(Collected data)
····················

PR #4518, opened 2025-05-25
v4: Add `discriminator` to Union Def type

samchungy:
I need to access the `discriminator` field from within toJSONSchema to generate some OpenAPI specific discriminator fields and I noticed this wasn't available on the type definition

## Summary by CodeRabbit

- **New Features**
  - Added support for an optional discriminator property in union schema definitions.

····················

__AIM OF THE EXERCISE__:
Set down each record verbatim.

__TASK ANSWER__:
PR #4518, opened 2025-05-25
v4: Add `discriminator` to Union Def type

samchungy:
I need to access the `discriminator` field from within toJSONSchema to generate some OpenAPI specific discriminator fields and I noticed this wasn't available on the type definition

## Summary by CodeRabbit

- **New Features**
  - Added support for an optional discriminator property in union schema definitions.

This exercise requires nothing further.